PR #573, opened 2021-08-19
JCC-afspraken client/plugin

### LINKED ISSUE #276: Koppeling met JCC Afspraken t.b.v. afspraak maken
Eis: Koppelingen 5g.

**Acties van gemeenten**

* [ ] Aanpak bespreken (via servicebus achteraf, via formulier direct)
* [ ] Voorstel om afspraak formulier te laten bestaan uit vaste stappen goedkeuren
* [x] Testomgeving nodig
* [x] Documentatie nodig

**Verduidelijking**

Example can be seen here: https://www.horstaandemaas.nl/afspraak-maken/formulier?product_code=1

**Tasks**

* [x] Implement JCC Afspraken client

■ Task prompt ■
Would you please give all of the entries above once more, exactly as they are?

■ The answer ■
PR #573, opened 2021-08-19
JCC-afspraken client/plugin

### LINKED ISSUE #276: Koppeling met JCC Afspraken t.b.v. afspraak maken
Eis: Koppelingen 5g.

**Acties van gemeenten**

* [ ] Aanpak bespreken (via servicebus achteraf, via formulier direct)
* [ ] Voorstel om afspraak formulier te laten bestaan uit vaste stappen goedkeuren
* [x] Testomgeving nodig
* [x] Documentatie nodig

**Verduidelijking**

Example can be seen here: https://www.horstaandemaas.nl/afspraak-maken/formulier?product_code=1

**Tasks**

* [x] Implement JCC Afspraken client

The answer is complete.